The ninth and last objection is the “argument from Extrasensory Perception”. If E.S.P. exists, then a computer would be unable to recreate E.S.P. Turing reacts by stating how difficult it is to accept the occurrences of Extrasensory Perception as a scientist, but that the evidence for it is overwhelming. Tests using the computer would have to be seriously adjusted to rule out the influences of ESP.

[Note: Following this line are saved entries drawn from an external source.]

PR #9640, opened 2024-11-21
Content modelling/659 Preview Host Documents via iFrame

Harriethw:
https://trello.com/c/e2rpWPUT/659-spike-preview-host-documents

We would like users to be able to click through from the edit journey to view a preview of the Host Document with the new Content Block content within it.
This PR suggests the first stage of enabling it via an iframe embedding the HTML from the gov.uk frontend of the Host Document. 
We have come to this solution of using an iframe after extensive chats and found this to be the least bad option.
https://docs.google.com/document/d/19Nla6imjblR4XK_VI7t1lpob8Jmng2ZqRfpmsSnVuVQ/edit?tab=t.0#heading=h.s3ee1ypp6ehg

Screenshot 2024-11-25 at 11 49 32

### DIFF
--- a/lib/engines/content_block_manager/app/services/content_block_manager/get_preview_content.rb
+++ b/lib/engines/content_block_manager/app/services/content_block_manager/get_preview_content.rb
@@ -4,19 +4,20 @@ require "uri"
 
 module ContentBlockManager
   class GetPreviewContent
+    def self.for_content_id(content_id:, content_block_edition:)
+      new(content_id:, content_block_edition:).for_content_id
+    end
+
+    def for_content_id
+      ContentBlockManager::PreviewContent.new(title: content_item["title"], html:)
+    end
+
+  private
+
     def initialize(content_id:, content_block_edition:)
       @content_id = content_id
       @content_block_edition = content_block_edition
     end
-
-    def preview_content
-      {
-        title: content_item["title"],
-        html:,
-      }
-    end
-
-  private
 
     def html
       @html ||= preview_html
@@ -50,8 +51,9 @@ module ContentBlockManager
     end
 
     def replace_blocks(nokogiri_html)
+      @preview_content_block_render ||= @content_block_edition.render
       content_block_spans(nokogiri_html).each do |span|
-        span.replace @content_block_edition.render
+        span.replace @preview_content_block_render
       end
     end
 
@@ -59,7 +61,7 @@ module ContentBlockManager
 
     def style_blocks(nokogiri_html)
       content_block_spans(nokogiri_html).each do |span|
-        span["style"] = "background-color: yellow;"
+        span["style"] = BLOCK_STYLE
       end
     end
 
--- a/lib/engines/content_block_manager/app/services/content_block_manager/get_preview_content.rb
+++ b/lib/engines/content_block_manager/app/services/content_block_manager/get_preview_content.rb
@@ -40,7 +40,7 @@ module ContentBlockManager
 
     def preview_html
       uri = URI(frontend_path)
-      nokogiri_html = Nokogiri::HTML.parse(Net::HTTP.get(uri))
+      nokogiri_html = html_snapshot_from_frontend(uri)
       replace_existing_content_blocks(nokogiri_html)
     end
 
@@ -67,6 +67,17 @@ module ContentBlockManager
 
     def content_block_spans(nokogiri_html)
       nokogiri_html.css("span[data-content-id=\"#{@content_block_edition.document.content_id}\"]")
+    end
+
+    ERROR_HTML = "<html><body><p>Preview not found</p></body></html>".freeze
+
+    def html_snapshot_from_frontend(uri)
+      begin
+        raw_html = Net::HTTP.get(uri)
+      rescue StandardError
+        raw_html = ERROR_HTML
+      end
+      Nokogiri::HTML.parse(raw_html)
     end
   end
 end
--- a/lib/engines/content_block_manager/app/services/content_block_manager/get_preview_content.rb
+++ b/lib/engines/content_block_manager/app/services/content_block_manager/get_preview_content.rb
@@ -44,13 +44,26 @@ module ContentBlockManager
     end
 
     def replace_existing_content_blocks(nokogiri_html)
-      existing_content_block_spans(nokogiri_html).each do |span|
-        span.replace @content_block_edition.render
-      end
+      replace_blocks(nokogiri_html)
+      style_blocks(nokogiri_html)
       nokogiri_html
     end
 
-    def existing_content_block_spans(nokogiri_html)
+    def replace_blocks(nokogiri_html)
+      content_block_spans(nokogiri_html).each do |span|
+        span.replace @content_block_edition.render
+      end
+    end
+
+    BLOCK_STYLE = "background-color: yellow;".freeze
+
+    def style_blocks(nokogiri_html)
+      content_block_spans(nokogiri_html).each do |span|
+        span["style"] = "background-color: yellow;"
+      end
+    end
+
+    def content_block_spans(nokogiri_html)
       nokogiri_html.css("span[data-content-id=\"#{@content_block_edition.document.content_id}\"]")
     end
   end
--- a/lib/engines/content_block_manager/app/services/content_block_manager/get_preview_content.rb
+++ b/lib/engines/content_block_manager/app/services/content_block_manager/get_preview_content.rb
@@ -1,0 +1,40 @@
+require "net/http"
+require "json"
+require "uri"
+
+module ContentBlockManager
+  class GetPreviewContent
+    def initialize(content_id:)
+      @content_id = content_id
+    end
+
+    def preview_content
+      {
+        title: content_item["title"],
+        html:,
+      }
+    end
+
+  private
+
+    def content_item
+      @content_item ||= begin
+        response = Services.publishing_api.get_content(@content_id)
+        response.parsed_content
+      end
+    end
+
+    def frontend_base_path
+      Rails.env.development? ? Plek.external_url_for("government-frontend") : Plek.website_root
+    end
+
+    def frontend_path
+      frontend_base_path + content_item["base_path"]
+    end
+
+    def html
+      uri = URI(frontend_path)
+      @html ||= Nokogiri::HTML.parse(Net::HTTP.get(uri))
+    end
+  end
+end
--- a/lib/engines/content_block_manager/app/services/content_block_manager/get_preview_content.rb
+++ b/lib/engines/content_block_manager/app/services/content_block_manager/get_preview_content.rb
@@ -4,8 +4,9 @@ require "uri"
 
 module ContentBlockManager
   class GetPreviewContent
-    def initialize(content_id:)
+    def initialize(content_id:, content_block_edition:)
       @content_id = content_id
+      @content_block_edition = content_block_edition
     end
 
     def preview_content
@@ -16,6 +17,10 @@ module ContentBlockManager
     end
 
   private
+
+    def html
+      @html ||= preview_html
+    end
 
     def content_item
       @content_item ||= begin
@@ -32,9 +37,21 @@ module ContentBlockManager
       frontend_base_path + content_item["base_path"]
     end
 
-    def html
+    def preview_html
       uri = URI(frontend_path)
-      @html ||= Nokogiri::HTML.parse(Net::HTTP.get(uri))
+      nokogiri_html = Nokogiri::HTML.parse(Net::HTTP.get(uri))
+      replace_existing_content_blocks(nokogiri_html)
+    end
+
+    def replace_existing_content_blocks(nokogiri_html)
+      existing_content_block_spans(nokogiri_html).each do |span|
+        span.replace @content_block_edition.render
+      end
+      nokogiri_html
+    end
+
+    def existing_content_block_spans(nokogiri_html)
+      nokogiri_html.css("span[data-content-id=\"#{@content_block_edition.document.content_id}\"]")
     end
   end
 end
--- a/lib/engines/content_block_manager/app/views/content_block_manager/content_block/editions/host_content/preview.html.erb
+++ b/lib/engines/content_block_manager/app/views/content_block_manager/content_block/editions/host_content/preview.html.erb
@@ -1,0 +1,16 @@
+<% content_for :page_title, "Preview content block in host document" %>
+<% content_for :context, "Preview content block" %>
+<% content_for :title, @preview_content[:title] %>
+<% content_for :title_margin_bottom, 0 %>
+
+<div class="govuk-grid-row">
+  <div class="govuk-grid-column-two-thirds govuk-body govuk-!-margin-bottom-0">
+    <p><strong>Document title: </strong><%= @preview_content[:title] %></p>
+  </div>
+</div>
+<hr class="govuk-section-break govuk-!-margin-bottom-8 govuk-section-break--visible">
+<div class="govuk-grid-row">
+  <div class="govuk-grid-column-full">
+    <iframe id="preview" style="width:100%;height:80vh;" srcdoc="<%= @preview_content[:html] %>"></iframe>
+  </div>
+</div>
--- a/lib/engines/content_block_manager/app/views/content_block_manager/content_block/editions/host_content/preview.html.erb
+++ b/lib/engines/content_block_manager/app/views/content_block_manager/content_block/editions/host_content/preview.html.erb
@@ -1,16 +1,16 @@
 <% content_for :page_title, "Preview content block in host document" %>
 <% content_for :context, "Preview content block" %>
-<% content_for :title, @preview_content[:title] %>
+<% content_for :title, @preview_content.title %>
 <% content_for :title_margin_bottom, 0 %>
 
 <div class="govuk-grid-row">
   <div class="govuk-grid-column-two-thirds govuk-body govuk-!-margin-bottom-0">
-    <p><strong>Document title: </strong><%= @preview_content[:title] %></p>
+    <p><strong>Document title: </strong><%= @preview_content.title %></p>
   </div>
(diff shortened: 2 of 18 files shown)


lib/engines/content_block_manager/config/routes.rb
```diff
@@ -12,6 +12,7 @@
       resources :editions, only: %i[new create destroy], path_names: { new: ":block_type/new" } do
         member do
           resources :workflow, only: %i[show update], controller: "editions/workflow", param: :step
+          resources :preview, only: %i[show], controller: "editions/preview", param: :host_content_id
```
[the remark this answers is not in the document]
Harriethw: hmm my only thinking is that this will eventually be getting a preview for a specific content block edition - so by having it be `/content-block/editions/:edition_id/preview/:uuid` we get the content block info 'for free' from its id. But I guess we could pass the content block information as a query param? 
Or is it the `host_content` you think it should have, so could be `/content-block/editions/:edition_id/host_content/:host_id/preview/`?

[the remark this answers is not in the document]
pezholio: Oh yeah, good point - `/content-block/editions/:edition_id/host_content/:host_id/preview/` is better in this case I think

lib/engines/content_block_manager/app/services/content_block_manager/get_preview_content.rb
```diff
@@ -0,0 +1,40 @@
...
+      Rails.env.development? ? Plek.external_url_for("government-frontend") : Plek.website_root
+    end
+
+    def frontend_path
+      frontend_base_path + content_item["base_path"]
+    end
+
+    def html
+      # TODO: how to make opening this path secure?
+      @html ||= URI.open(frontend_path).read
```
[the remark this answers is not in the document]
Harriethw: ah yeah good spot... I wasn't able to use Net:HTTP directly as there was some errors about encoding, but wrapping it in Nokogiri (which we use elsewhere) looks like it worked 👍

lib/engines/content_block_manager/test/unit/app/services/get_preview_content_test.rb
```diff
@@ -4,29 +4,44 @@ class ContentBlockManager::GetPreviewContentTest < ActiveSupport::TestCase
...
   end
 
   describe "#preview_content" do
     setup do
       stub_publishing_api_has_item(content_id: host_content_id, title: host_title, base_path: host_base_path)
     end
 
-    it "returns the title and raw frontend HTML for a document" do
+    it "returns the title and preview HTML for a document" do
       Net::HTTP.expects(:get).with(URI(Plek.website_root + host_base_path)).returns(fake_frontend_response)
```
Harriethw, line 31: we are no longer strictly unit testing the Nokogiri functionality, it seemed way to complicated to stub its methods as we iterate through the different elements, and I think it's worth letting that slide to get the assurance we're getting the content we expect?

lib/engines/content_block_manager/app/services/content_block_manager/get_preview_content.rb
```diff
@@ -32,9 +37,21 @@ def frontend_path
...
+    end
+
+    def replace_existing_content_blocks(nokogiri_html)
+      existing_content_block_spans(nokogiri_html).each do |span|
+        span.replace @content_block_edition.render
+      end
+      nokogiri_html
+    end
+
+    def existing_content_block_spans(nokogiri_html)
```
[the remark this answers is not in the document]
pezholio: I think this is fine to leave in here. All the tools functionality is functionality we use in multiple places. If we find that we need to use it elsewhere, we can pull it into the gem

lib/engines/content_block_manager/config/routes.rb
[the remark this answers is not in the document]
Harriethw: done 👍

lib/engines/content_block_manager/app/services/content_block_manager/get_preview_content.rb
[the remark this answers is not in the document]
Harriethw: cool cool

lib/engines/content_block_manager/test/unit/app/services/get_preview_content_test.rb
```diff
@@ -0,0 +1,32 @@
...
+  end
+
+  describe "#preview_content" do
+    setup do
+      stub_publishing_api_has_item(content_id: host_content_id, title: host_title, base_path: host_base_path)
+    end
+
+    it "returns the title and raw frontend HTML for a document" do
+      Net::HTTP.expects(:get).with(URI(Plek.website_root + host_base_path)).returns(fake_frontend_response)
+      Nokogiri::HTML4.expects(:parse).with(fake_frontend_response).returns(fake_frontend_response)
```
pezholio: Should this be:

```suggestion
      Nokogiri::HTML.expects(:parse).with(fake_frontend_response).returns(fake_frontend_response)
```

lib/engines/content_block_manager/app/services/content_block_manager/get_preview_content.rb
```diff
@@ -0,0 +1,40 @@
+require "net/http"
+require "json"
+require "uri"
+
+module ContentBlockManager
+  class GetPreviewContent
```
pezholio, line 6: I wonder if this class could/should be more of a model-type class, especially as it returns something that looks like a model. I thinking something like:

```ruby
class PreviewContent < Data.define(:title, :html)
  class << self
    def for_content_id(content_id)
        PreviewContent.new(title: content_item["title"], html:)
    end
    
    private

    def content_item
      @content_item ||= begin
        response = Services.publishing_api.get_content(@content_id)
        response.parsed_content
      end
    end

    def frontend_base_path
      Rails.env.development? ? Plek.external_url_for("government-frontend") : Plek.website_root
    end

    def frontend_path
      frontend_base_path + content_item["base_path"]
    end

    def html
      uri = URI(frontend_path)
      @html ||= Nokogiri::HTML.parse(Net::HTTP.get(uri))
    end
  end
end
```

lib/engines/content_block_manager/test/unit/app/services/get_preview_content_test.rb
pezholio: Yeah, that makes sense I think

lib/engines/content_block_manager/app/views/content_block_manager/content_block/editions/host_content/preview.html.erb
```diff
@@ -0,0 +1,16 @@
...
+
+<div class="govuk-grid-row">
+  <div class="govuk-grid-column-two-thirds govuk-body govuk-!-margin-bottom-0">
+    <p><strong>Document title: </strong><%= @preview_content[:title] %></p>
+  </div>
+</div>
+<hr class="govuk-section-break govuk-!-margin-bottom-8 govuk-section-break--visible">
+<div class="govuk-grid-row">
+  <div class="govuk-grid-column-full">
+    <iframe id="preview" style="width:100%;height:80vh;" srcdoc="<%= @preview_content[:html] %>"></iframe>
```
pezholio, line 14: This is ace, I didn't know about `srcdoc`!

lib/engines/content_block_manager/app/services/content_block_manager/get_preview_content.rb
```diff
@@ -32,9 +37,21 @@ def frontend_path
...
+    def preview_html
       uri = URI(frontend_path)
-      @html ||= Nokogiri::HTML.parse(Net::HTTP.get(uri))
+      nokogiri_html = Nokogiri::HTML.parse(Net::HTTP.get(uri))
+      replace_existing_content_blocks(nokogiri_html)
+    end
+
+    def replace_existing_content_blocks(nokogiri_html)
+      existing_content_block_spans(nokogiri_html).each do |span|
+        span.replace @content_block_edition.render
```
pezholio, line 54: Tiny suggestion - could we memoize the result of `render` here, so we don't have to potentially call it multiple times?

lib/engines/content_block_manager/test/unit/app/services/get_preview_content_test.rb
```diff
@@ -4,29 +4,44 @@ class ContentBlockManager::GetPreviewContentTest < ActiveSupport::TestCase
...
       }
 
-      assert_equal expected_content, ContentBlockManager::GetPreviewContent.new(content_id: host_content_id).preview_content
+      actual_content = ContentBlockManager::GetPreviewContent.new(
+        content_id: host_content_id,
+        content_block_edition: block_to_preview,
+      ).preview_content
+
+      assert_equal expected_content[:title], actual_content[:title]
+      assert_equal expected_content[:html].to_s, actual_content[:html].to_s
```
pezholio, line 44: I think it might be better to mock the repsonse from `.render` here, rather than bubble up through the call stack into the gem, as any change to the way we render in the gem will mean the tests fail. We can also document what calls we expect to send to the edition too.

Something like:

```ruby
block_to_preview.expects(:render).returns("RENDERED RESPONSE")
expected_html = "<body><p>test</p>RENDERED RESPONSE</body>"
```

lib/engines/content_block_manager/app/services/content_block_manager/get_preview_content.rb
```diff
@@ -44,13 +44,24 @@ def preview_html
...
+      content_block_spans(nokogiri_html).each do |span|
         span.replace @content_block_edition.render
       end
-      nokogiri_html
     end
 
-    def existing_content_block_spans(nokogiri_html)
+    def style_blocks(nokogiri_html)
+      content_block_spans(nokogiri_html).each do |span|
+        span["style"] = "background-color: yellow;"
```
pezholio, line 60: Would it be better to add a class here and then have the styling in the CSS? That way it'll be easier to make any tweakes further down the line - thinking maybe `content-embed--preview` to stay true to the [BEM way of doing things](https://getbem.com/). Could alter this with something like:

```suggestion
        span["class"] = "#{span["class"]} content-embed--preview"
```

lib/engines/content_block_manager/app/services/content_block_manager/get_preview_content.rb
```diff
@@ -0,0 +1,40 @@
...
+      Rails.env.development? ? Plek.external_url_for("government-frontend") : Plek.website_root
+    end
+
+    def frontend_path
+      frontend_base_path + content_item["base_path"]
+    end
+
+    def html
+      uri = URI(frontend_path)
+      @html ||= Nokogiri::HTML.parse(Net::HTTP.get(uri))
```
pezholio: Could/should we have a fallback if we don't get a response? I'm worried that when we run locally, we'll have to have the frontend stack running too, which could get annoying

pezholio (commented):
This is ace! Just a couple of things to think about. Feel free to push back on any / all of them if I'm barking up the wrong tree.

lib/engines/content_block_manager/app/services/content_block_manager/get_preview_content.rb
Harriethw: oh I meant to put something in the commit about this - i just hit a slight complication with adding a style to an iframe from outside of it, but I think it is possible

lib/engines/content_block_manager/test/unit/app/services/get_preview_content_test.rb
Harriethw: ah it passed because HTML is an alias for HTML4, but yep can go and change it

lib/engines/content_block_manager/app/services/content_block_manager/get_preview_content.rb
Harriethw: hmm that's a good point and definitely something that needs some design thinking - what do you think we should show for now? A paragraph element that says "Preview not found"?

pezholio: Yeah, I think that'll be enough for now

lib/engines/content_block_manager/test/unit/app/services/get_preview_content_test.rb
Harriethw: ah good spot that should definitely be stubbed, but I'm still returning HTML because we need to manipulate the HTML in future commit to add styles / replace the original element.

lib/engines/content_block_manager/app/services/content_block_manager/get_preview_content.rb
Harriethw: good one 👍 liking the use of Data

Harriethw: I've done this in a new refactor commit

lib/engines/content_block_manager/app/services/content_block_manager/preview_content.rb
```diff
@@ -0,0 +1,67 @@
+require "net/http"
+require "json"
+require "uri"
+
+module ContentBlockManager
+  class PreviewContent < Data.define(:title, :html)
```
pezholio, line 6: This might sit better in models now

lib/engines/content_block_manager/test/unit/app/services/preview_content_test.rb
```diff
@@ -0,0 +1,54 @@
...
+  let(:host_base_path) { "/test" }
+  let(:uri_mock) { mock }
+  let(:fake_frontend_response) do
+    "<body><p>test</p><span class=\"content-embed content-embed__content_block_email_address\" data-content-block=\"\" data-document-type=\"content_block_email_address\" data-content-id=\"#{preview_content_id}\">example@example.com</span></body>"
+  end
+  let(:block_render) do
+    "<span class=\"content-embed content-embed__content_block_email_address\" data-content-block=\"\" data-document-type=\"content_block_email_address\" data-content-id=\"#{preview_content_id}\">new@new.com</span>"
+  end
+  let(:block_render_with_style) do
+    "<span class=\"content-embed content-embed__content_block_email_address\" data-content-block=\"\" data-document-type=\"content_block_email_address\" data-content-id=\"#{preview_content_id}\" style=\"background-color: yellow;\">new@new.com</span>"
```
pezholio, line 19: If you made the `BLOCK_STYLE` constant public, you could do this:

```suggestion
    "<span class=\"content-embed content-embed__content_block_email_address\" data-content-block=\"\" data-document-type=\"content_block_email_address\" data-content-id=\"#{preview_content_id}\" style=\"#{ContentBlockManager::PreviewContent::BLOCK_STYLE}\">new@new.com</span>"
```

Harriethw: hmm, I'm in two minds about that, because I quite like it when tests are more literal, and would break when that value is changed - but can use if you think it's more readable

pezholio: Nah, that's fair enough 👍

lib/engines/content_block_manager/app/services/content_block_manager/preview_content.rb
Harriethw: ah ok, is that the case even though it's making a call out to other APIs? Always though Models was more for the actual db models or like flat data

lib/engines/content_block_manager/app/services/content_block_manager/get_preview_content.rb
pezholio: Yeah, I've just clocked that myself when testing - that's probably fine for now 👍

lib/engines/content_block_manager/app/services/content_block_manager/preview_content.rb
Harriethw: actually making me think what we need is a flat Preview Content and then a Get Preview Content service, like we have for Host Content Item?

pezholio: That would probably be more consistent actually

Harriethw: > making me think what we need is a flat Preview Content and then a Get Preview Content service, like we have for Host Content Item?

I've gone with this approach for consistency and keeping things that call outside of the app in service folder.

lib/engines/content_block_manager/app/services/content_block_manager/get_preview_content.rb
```diff
@@ -4,20 +4,21 @@
 
 module ContentBlockManager
   class GetPreviewContent
-    def initialize(content_id:, content_block_edition:)
-      @content_id = content_id
-      @content_block_edition = content_block_edition
+    def self.for_content_id(content_id:, content_block_edition:)
+      new(content_id:, content_block_edition:).for_content_id
```
Harriethw, line 8: TIL more about what `self` means in Ruby... had to instantiate a new instance because otherwise in tests the class kept the same context and so the instance variables were also kept 🤔

Harriethw: hopefully this makes sense now 😅

lib/engines/content_block_manager/app/services/content_block_manager/get_preview_content.rb
```diff
@@ -0,0 +1,83 @@
...
+      nokogiri_html.css("span[data-content-id=\"#{@content_block_edition.document.content_id}\"]")
+    end
+
+    ERROR_HTML = "<html><body><p>Preview not found</p></body></html>".freeze
+
+    def html_snapshot_from_frontend(uri)
+      begin
+        raw_html = Net::HTTP.get(uri)
+      rescue StandardError
+        raw_html = ERROR_HTML
```
pezholio, line 78: Love it! 👍

pezholio (approved):
LGTM - there's some tweaks we can make, but this is really good as a first pass! 🥳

1c) Turing suggests that most computer simulation programs function very well, but do lack “common sense” knowledge that an average preschooler would be able to handle. Turing makes suggestions about how to overcome this problem. He believes a program can be created that will mimic the mind of a child and have the ability to learn at that level. Since a young child has very little stored in their minds, he believes that the initial phase should be not too difficult to accomplish. There would not be too much to put into the computer to get it to resemble the very young child’s intellect. Educating this child machine, however, may be a long and difficult process. He recognizes that such an educational program will have to be created differently from the way we teach the average child because of the differences between a machine and a human being. But there can be some similarities. He mentions the importance of “reward and punishment” in the teaching process for both computer and human child. For computers, however, the rewards and punishments have to be transmitted through unemotional channels. Also, he describes how certain definitions and propositions would be stored in the computer. Some of these would act like imperatives, so that the appropriate action takes place automatically when the well established fact is input. Turing also proposes that a random element should be put into the child learning machine because this would be helpful in certain types of problem solving. He recognizes the much needs to be done, but is hopeful that with advances in technology machines will eventually be able to mimic the mind of a human and even exhibit common sense.